» PROBLEM REQUIREMENTS: The answer must restate every entry below word for word.
Segment Open
Issue #16956, opened 2023-10-23
Clearing private data doesn't purge all of it. iOS still reports high usage of storage


JohanLorenzo:
## Steps to reproduce
To be determined. Here's the story though. 

Last Friday, I wanted to clean up my iPhone because I was almost out of storage when I realized Firefox alone took more than 5GB: 

![iOS Storage report 1](https://github.com/mozilla-mobile/firefox-ios/assets/5907366/08fa7a1f-b3a2-4bd7-9d16-1d17b63ce0e6)

I cleared private data by going to Firefox settings :arrow_right: Data Management :arrow_right: I checked everything but browsing history :arrow_right: Clear Private Data. The iOS storage reported a lower usage but it still remained above 5GB: 

![iOS Storage report 2](https://github.com/mozilla-mobile/firefox-ios/assets/5907366/bce87988-7033-4f1b-898d-c147443b64fd)

Over the weekend, I kept an eye on the storage and it kept increasing: 

![iOS Storage report 3](https://github.com/mozilla-mobile/firefox-ios/assets/5907366/060fe130-0a6d-4760-b51b-3f511389894c)

Today, I cleared private data and here's what I got: 

![iOS Storage report 4](https://github.com/mozilla-mobile/firefox-ios/assets/5907366/1310adb0-416e-4662-9437-f57a7dfe77ef)

When looking into the full iOS report, I do see it's user-generated data that causes issues: 

![iOS Storage report 5](https://github.com/mozilla-mobile/firefox-ios/assets/5907366/b1ffdaeb-0fab-4073-9941-6fb1513bccb2)

### Expected behavior
Clearing user data purges almost all data and iOS reports a number close to 0 bytes

### Actual behavior
Only a hundred MB is removed. The biggest bulk remains. 

### Device & build information
* Device: iPhone Xs, iOS 17.0.3
* Build version: 118.2 (34971) 
* First seen version: 118.2 (34971) but I wouldn't be surprised if the problem came up earlier and I just didn't notice it before.

### Notes
I'm happy to take some time to debug what is going on. Is there any documentation on how I can proceed? 

I'm marking this issue as S2 because I didn't manage to workaround it so it can't be classified as S3.

┆Issue is synchronized with this [Jira Task](https://mozilla-hub.atlassian.net/browse/FXIOS-7616)

lmarceau:
[...]

PR #16530, opened 2023-09-21
Bugfix FXIOS-6551 [v118] Fix run away log file

OrlaM:
## :scroll: Tickets
[Jira ticket](https://mozilla-hub.atlassian.net/browse/FXIOS-6551)
[Github issue](https://github.com/mozilla-mobile/firefox-ios/issues/14668)

## :bulb: Description
In SwiftyBeaver, if the logFileAmount is set to 1 then it will ignore any size restrictions and allow the log file to continue forever.
This PR introduces an issue where the logs a user provides may not be useful if it has recently hit the overflow and moved to a new file. 5mb is the cap so this case should be rare. I will create a follow up ticket to address this I'm just not sure what the best fix is as I don't want to confuse users over which log file to upload, it's already confusing enough.
I verified that only 2 files are ever stored, the oldest is deleted.

## :pencil: Checklist
You have to check all boxes before merging
- [ ] Filled in the above information (tickets numbers and description of your work)
- [ ] Updated the PR name to follow our [PR naming guidelines](https://github.com/mozilla-mobile/firefox-ios/wiki/Pull-Request-Naming-Guide)
- [ ] Wrote unit tests and/or ensured the tests suite is passing
- [ ] When working on UI, I checked and implemented accessibility (minimum Dynamic Text and VoiceOver)
- [ ] If needed I updated documentation / comments for complex code and public methods

Issue #16235, opened 2023-09-04
Clearing all browsing history does not appear to work


leamingrad:
## Steps to reproduce
1. Go to History
1. Click the bin icon
1. Click "Everything"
Segment Closed
» ANSWER FOR THIS EXERCISE:
Issue #16956, opened 2023-10-23
Clearing private data doesn't purge all of it. iOS still reports high usage of storage


JohanLorenzo:
## Steps to reproduce
To be determined. Here's the story though. 

Last Friday, I wanted to clean up my iPhone because I was almost out of storage when I realized Firefox alone took more than 5GB: 

![iOS Storage report 1](https://github.com/mozilla-mobile/firefox-ios/assets/5907366/08fa7a1f-b3a2-4bd7-9d16-1d17b63ce0e6)

I cleared private data by going to Firefox settings :arrow_right: Data Management :arrow_right: I checked everything but browsing history :arrow_right: Clear Private Data. The iOS storage reported a lower usage but it still remained above 5GB: 

![iOS Storage report 2](https://github.com/mozilla-mobile/firefox-ios/assets/5907366/bce87988-7033-4f1b-898d-c147443b64fd)

Over the weekend, I kept an eye on the storage and it kept increasing: 

![iOS Storage report 3](https://github.com/mozilla-mobile/firefox-ios/assets/5907366/060fe130-0a6d-4760-b51b-3f511389894c)

Today, I cleared private data and here's what I got: 

![iOS Storage report 4](https://github.com/mozilla-mobile/firefox-ios/assets/5907366/1310adb0-416e-4662-9437-f57a7dfe77ef)

When looking into the full iOS report, I do see it's user-generated data that causes issues: 

![iOS Storage report 5](https://github.com/mozilla-mobile/firefox-ios/assets/5907366/b1ffdaeb-0fab-4073-9941-6fb1513bccb2)

### Expected behavior
Clearing user data purges almost all data and iOS reports a number close to 0 bytes

### Actual behavior
Only a hundred MB is removed. The biggest bulk remains. 

### Device & build information
* Device: iPhone Xs, iOS 17.0.3
* Build version: 118.2 (34971) 
* First seen version: 118.2 (34971) but I wouldn't be surprised if the problem came up earlier and I just didn't notice it before.

### Notes
I'm happy to take some time to debug what is going on. Is there any documentation on how I can proceed? 

I'm marking this issue as S2 because I didn't manage to workaround it so it can't be classified as S3.

┆Issue is synchronized with this [Jira Task](https://mozilla-hub.atlassian.net/browse/FXIOS-7616)

lmarceau:
[...]

PR #16530, opened 2023-09-21
Bugfix FXIOS-6551 [v118] Fix run away log file

OrlaM:
## :scroll: Tickets
[Jira ticket](https://mozilla-hub.atlassian.net/browse/FXIOS-6551)
[Github issue](https://github.com/mozilla-mobile/firefox-ios/issues/14668)

## :bulb: Description
In SwiftyBeaver, if the logFileAmount is set to 1 then it will ignore any size restrictions and allow the log file to continue forever.
This PR introduces an issue where the logs a user provides may not be useful if it has recently hit the overflow and moved to a new file. 5mb is the cap so this case should be rare. I will create a follow up ticket to address this I'm just not sure what the best fix is as I don't want to confuse users over which log file to upload, it's already confusing enough.
I verified that only 2 files are ever stored, the oldest is deleted.

## :pencil: Checklist
You have to check all boxes before merging
- [ ] Filled in the above information (tickets numbers and description of your work)
- [ ] Updated the PR name to follow our [PR naming guidelines](https://github.com/mozilla-mobile/firefox-ios/wiki/Pull-Request-Naming-Guide)
- [ ] Wrote unit tests and/or ensured the tests suite is passing
- [ ] When working on UI, I checked and implemented accessibility (minimum Dynamic Text and VoiceOver)
- [ ] If needed I updated documentation / comments for complex code and public methods

Issue #16235, opened 2023-09-04
Clearing all browsing history does not appear to work


leamingrad:
## Steps to reproduce
1. Go to History
1. Click the bin icon
1. Click "Everything"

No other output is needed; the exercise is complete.